The interactive model shows the setup for this example, including the glass box, the auxiliary plane, and the reference plane. An object, shown in green, is placed inside the glass box. The object has one inclined surface (P), and the auxiliary plane is aligned parallel to this surface. In this case, the reference plane (shown in red) is positioned against the object’s rear face. Rotating the model makes it possible to view the object, the reference plane, the glass box, and the auxiliary plane in three dimensions. The QR code in the lower-right corner can be used to open the visualization on an external device.
This box will NOT print up in pdfs.
- Define the line of sight: Figure 3.1.8 shows a top and front view of the object. In this example, the line of sight is chosen perpendicular to the inclined surface P. Surface P is an inclined surface, perpendicular to the frontal plane, and appears as a full length edge in the front view.
- Identify the type of auxiliary view: Determine whether the auxiliary view is a depth, width, or height view. In this example, the frontal plane is the projection plane that is perpendicular to the auxiliary plane. Therefore, this exercise illustrates a depth auxiliary view.
- Place the reference plane: There is not a single correct way to position a reference plane, but it is typically placed so that several vertices of the object lie on it. In this example, the reference plane is positioned against the rear surface, with vertices 3, 10, 4, 6, and 8 lying on the plane. Because the reference plane is parallel to the frontal plane, it appears as a horizontal edge in the top view. In the auxiliary view, the reference plane is shown perpendicular to the line of sight.
- Project vertices from the plane of projection and transfer depth: In this example, the frontal plane is the plane of projection. The vertices of surface P are projected from the front view; for instance, vertices 7 and 8 lie along the same projector. To determine their exact positions along the projector, the depth must be transferred from the top view. The reference plane can be used to measure depth. For example, vertex 8 lies on the reference plane, so its location is at the intersection of the projector and the reference plane. Vertex 7 is located along the same projector at a distance equal to the object’s depth. Similarly, vertices 6 and 5 lie on the same projector, with vertex 6 on the reference plane and vertex 5 positioned at a distance corresponding to the object’s depth from the reference plane and vertex 6.
Figure 3.1.11 shows the inclined surface P in its true shape and size as seen in the auxiliary view.
- Repeat for all vertices and identify hidden edges: This process is repeated for all vertices to represent the entire object in the auxiliary view.

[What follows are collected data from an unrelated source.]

PR #2573, opened 2025-06-04
install needed items for public ami deploy

EricChen-Lei:
install nice xdcv and packages the public ami is missing

# PR Details
## Description
used new public ami from https://aws.amazon.com/marketplace/pp/prodview-ch24i42e34ezm?applicationId=AWS-EC2-Console&ref_=beagle&sr=0-5
added installation of missing packages inside the public ami

## Related Jira Key
STRT-11

## Types of changes

## Checklist:

### DIFF
--- a/engineering_tools/carma_script_extensions/cloud-sim
+++ b/engineering_tools/carma_script_extensions/cloud-sim
@@ -173,6 +173,10 @@ cloud-sim__start() {
     local CONFIG_IMAGE=$(cat ${CARMA_CLOUD_SIM_CONFIG_PATH} | grep "CONFIG_IMAGE=" | sed "s|CONFIG_IMAGE=||")
     local AMI_ID=$(cat ${CARMA_CLOUD_SIM_CONFIG_PATH} | grep "AMI_ID=" | sed "s|AMI_ID=||")
     local REGION=$(cat ${CARMA_CLOUD_SIM_CONFIG_PATH} | grep "REGION=" | sed "s|REGION=||")
+    if [ -z "$REGION" ]; then
+        REGION="us-east-1"
+        echo "No region specified in config. Defaulting to us-east-1."
+    fi
 
     if [ -z "$USER_ARN" ]; then
         echo "Configuration does not include AWS User ARN. Please run: carma cloud-sim config -a <User ARN>"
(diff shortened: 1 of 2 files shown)


engineering_tools/carma_script_extensions/cloud-sim
```diff
@@ -173,6 +173,10 @@ cloud-sim__start() {
     local CONFIG_IMAGE=$(cat ${CARMA_CLOUD_SIM_CONFIG_PATH} | grep "CONFIG_IMAGE=" | sed "s|CONFIG_IMAGE=||")
     local AMI_ID=$(cat ${CARMA_CLOUD_SIM_CONFIG_PATH} | grep "AMI_ID=" | sed "s|AMI_ID=||")
     local REGION=$(cat ${CARMA_CLOUD_SIM_CONFIG_PATH} | grep "REGION=" | sed "s|REGION=||")
+    if [ -z "$REGION" ]; then
```
kjrush, line 176: Did you mention before we needed some sort of mapping table between region and AMI ID? I don't see that in this PR, are we only supporting us-east-1?

EricChen-Lei: I think this is kind of the tricky part, cause the region here will have to tied to the ami that they chose to use when using the public ami, the process is that you will need to choose a region when you first subscribe to the public ami, so it kind of depends on the user's choice

engineering_tools/xil-cloud-formation-v0.yaml
```diff
@@ -466,6 +502,48 @@ Resources:
...
+
+          # Enable and start dcvserver on boot
+          sudo systemctl enable dcvserver
+          sudo systemctl start dcvserver
+
+          # (Optional) Create a virtual DCV session
+          sudo -u ubuntu dcv create-session ubuntu --owner ubuntu --type virtual
+          
+          # Create systemd service to recreate DCV session after reboot
+          cat <<EOF | sudo tee /etc/systemd/system/create-dcv-session.service
```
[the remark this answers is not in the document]
EricChen-Lei: yes, this does start up the session after reboot, I think bash doesn't treat sudo tee as a part of the heredoc, it's outside the quoted input

PR #2583, opened 2025-06-19
CDAD-105 Handle cases obj disappearing

MishkaMN:
# PR Details
## Types of changes

## Checklist:

### DIFF
--- a/yield_plugin/config/parameters.yaml
+++ b/yield_plugin/config/parameters.yaml
@@ -1,8 +1,6 @@
-
-# Adjustment factor for safe and comfortable acceleration/deceleration
-# Value type: Desired
-# No unit
-acceleration_adjustment_factor: 1.0
+###################################################
+# COLLISION CHECK RELATED PARAMETERS
+###################################################
 # Time horizon for collision detection for vehicles on the route
 # NOTE: not applied for pedestrians or other non-vehicle obstacles on the road
 # Units: s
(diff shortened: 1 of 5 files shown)


yield_plugin/config/parameters.yaml
```diff
@@ -12,11 +10,38 @@ on_route_vehicle_collision_horizon_in_s: 10.0
 # Units: m/s
 # Value type: Desired
 obstacle_zero_speed_threshold_in_ms: 0.25
+# Time horizon until collision to commit to last stopping trajectory
+# NOTE: Only applies to situations if the ego was expected to stop completely due to the collision
+# not just yield and follow with a lower speed
+# Units: s
+time_horizon_until_collision_to_commit_to_stop_in_s: 3.0
+# Number of consecutive times the vehicle detects that the obstacle is behind
```
paulbourelly999, line 18: What does behind in this context?

yield_plugin/src/yield_plugin.cpp
```diff
@@ -299,10 +342,16 @@ namespace yield_plugin
         yield_trajectory = update_traj_for_object(original_trajectory, external_objects_, initial_velocity); // Compute the trajectory
       }
 
+
       // return original trajectory if no difference in trajectory points a.k.a no collision
       if (fabs(get_trajectory_end_time(original_trajectory) - get_trajectory_end_time(yield_trajectory)) < EPSILON)
       {
+        
         resp->trajectory_plan = original_trajectory;
+        // Reset the collision prevention variables
```
paulbourelly999, line 351: Is this intended to correct logic to account for multiple stops of the vehicle.

yield_plugin/config/parameters.yaml
paulbourelly999: remove this configuration parameter as currently it is unreachable since when there is no collision/object is behind the method returns nullptr anyway and resets the consecutive counter prevent it from incrementing to the limit (see)
https://github.com/usdot-fhwa-stol/carma-platform/blob/f4ec70ad51c2691eb66d595589c0ac2152a68186/yield_plugin/src/yield_plugin.cpp#L838

adev4a: Added a TODO comment to investigate instead of removing the change in this PR.

paulbourelly999 (dismissed):

PR #2586, opened 2025-07-01
CDAD-137 Fix Traffic Incident Parser so that it doesn’t ignore some messages and speed limit change

saina-ramyar:
# PR Details
## Description

Two issues are addressed in this PR:
CDAD-137: TIM Use case: traffic incident parser is ignoring some messages
CDAD-138: TIM Use case: carma-platform is ignoring speed limit change from ERV

It seems like if the move-over MOM is published before the route is selected, it is being ignored. The reason is that a geofence is created from the first received MOM, but since route is not loaded yet, it is not applied by world model.
However, the Traffic Incident Parser will save the message and will ignore all the future messages if they are the same as the first one. So when the route is selected, new geofences wont be created anymore.

There was also a mismatch between speed units. The MOM has an advisory speed value in mph, which was not being converted to m/s

## Related Jira Key

https://usdot-carma.atlassian.net/browse/CDAD-137
https://usdot-carma.atlassian.net/browse/CDAD-138

## Motivation and Context

To have a functioning TIM use case

## Types of changes

## Checklist:

### DIFF
--- a/traffic_incident_parser/include/traffic_incident_parser/traffic_incident_parser_worker.hpp
+++ b/traffic_incident_parser/include/traffic_incident_parser/traffic_incident_parser_worker.hpp
@@ -46,7 +46,7 @@ class TrafficIncidentParserWorker
  public:
 
   using PublishTrafficControlCallback = std::function<void(const carma_v2x_msgs::msg::TrafficControlMessage&)>;
-  constexpr double MphToMetersPerSec = 0.44704; //Convert miles per hour to meters per second
+  const double MphToMetersPerSec = 0.44704; //Convert miles per hour to meters per second
 
 
   /*!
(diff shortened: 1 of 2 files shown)


john-chrosniak (dismissed):

traffic_incident_parser/include/traffic_incident_parser/traffic_incident_parser_worker.hpp
```diff
@@ -46,6 +46,8 @@ class TrafficIncidentParserWorker
  public:
 
   using PublishTrafficControlCallback = std::function<void(const carma_v2x_msgs::msg::TrafficControlMessage&)>;
+  constexpr double MphToMetersPerSec = 0.44704; //Convert miles per hour to meters per second
```
john-chrosniak: Looks like CI doesn't like this being declare a `constexpr`, maybe just need `const`?

saina-ramyar: yeah I had fixed it locally but didnt commit.

adev4a (approved):

PR #2587, opened 2025-07-02
Fix is object behind logic in Yield

adev4a:
# PR Details

This PR updates the implementation in yield plugin for checking if an object is behind the vehicle. Currently collision detection is happening over a defined radius, so if an object is approaching the vehicle from behind the vehicle moving path it will still be considered under collision. 
Current implementation is checking over a configured duration if the object is detected as behind, before rejecting collision. The map storing the count is never incremented, this change set adds an increment to the count on successive iterations. 
Also the count was being reset at every iteration, which invalidates the configuration parameter and is removed. 

## Types of changes

## Checklist:

### DIFF
--- a/yield_plugin/src/yield_plugin.cpp
+++ b/yield_plugin/src/yield_plugin.cpp
@@ -746,12 +746,6 @@ namespace yield_plugin
     {
       return true;
     }
-    // if the clearance counter didn't increase by this point, true collision was detected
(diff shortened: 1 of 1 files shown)


MishkaMN:
Discussed over the call that the count is in fact increasing in previous logic. So this PR should be OBE

PR #2589, opened 2025-07-09
Catch sdsm detection error

adev4a:
# PR Details
During testing at Summit Point it was seen that when SDSM's are received before the georefence has completely loaded into the system, it causes carma_cooperative_perception to crash and in turn carma-platform. 
On investigation it appears that the node in trying to project the incoming SDSM detections in the map frame tries to use the existing georeference to make this projection, however it ignores cases where the georeference has not yet been loaded.

This fix adds a try catch to the sdsm to detection object logic, to ignore SDSM's causing the system to crash with an error log.
Alternative would be to add a georeference check explicitly, but invalid messages should not be allowed to crash the system instead should be logged.

## Types of changes

## Checklist:

### DIFF
--- a/carma_cooperative_perception/src/msg_conversion.cpp
+++ b/carma_cooperative_perception/src/msg_conversion.cpp
@@ -569,107 +569,113 @@ auto to_detection_list_msg(
   -> carma_cooperative_perception_interfaces::msg::DetectionList
 {
   carma_cooperative_perception_interfaces::msg::DetectionList detection_list;
-  const auto ref_pos_3d{Position3D::from_msg(sdsm.ref_pos)};
+  try{
+  
+    const auto ref_pos_3d{Position3D::from_msg(sdsm.ref_pos)};
 
-  units::length::meter_t elevation(0.0);
-  if(ref_pos_3d.elevation){
-    elevation = ref_pos_3d.elevation.value();
-  }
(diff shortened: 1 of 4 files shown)


carma_cooperative_perception/src/msg_conversion.cpp
```diff
@@ -569,107 +569,113 @@ auto to_detection_list_msg(
...
+      convert_object_type(detection, common_data.obj_type);
 
-    detection_list.detections.push_back(std::move(detection));
+      detection_list.detections.push_back(std::move(detection));
+    }
   }
-
+  catch (...) {
+    RCLCPP_ERROR_STREAM(rclcpp::get_logger("sdsm_to_detection_list_node"), "Error converting SDSM to object, ignoring sdsm message.")
+  }
```
MishkaMN: If the issue is really only due to missing georeference, we should just add that guard and not catch all error like this.
The georeference guard would be on top of the sdsm_callback https://github.com/usdot-fhwa-stol/carma-platform/blob/fix-cp-sdsm-missing-georeference/carma_cooperative_perception/include/carma_cooperative_perception/sdsm_to_detection_list_component.hpp#L110

MishkaMN (changes requested):

MishkaMN (dismissed):

saina-ramyar (approved):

Any edges that are not visible in the view should be shown as hidden lines. For example, the edge connecting vertices 9 and 10 appears hidden behind surface P in the auxiliary view.
The reference plane can also be positioned in different locations, such as against the front surface or cutting through the object. The image below shows a reference plane cutting through a symmetric object. The placement of the reference plane is at the drafter’s discretion; however, it must be consistent across all views.
The reference plane should always be shown on the standard view that is not the plane of projection, as well as on the auxiliary view. Regardless of its placement, the reference plane appears as a horizontal edge on the top view in depth auxiliary views, as a vertical edge on the front view in width auxiliary views, and as a horizontal edge on the front view in height auxiliary views.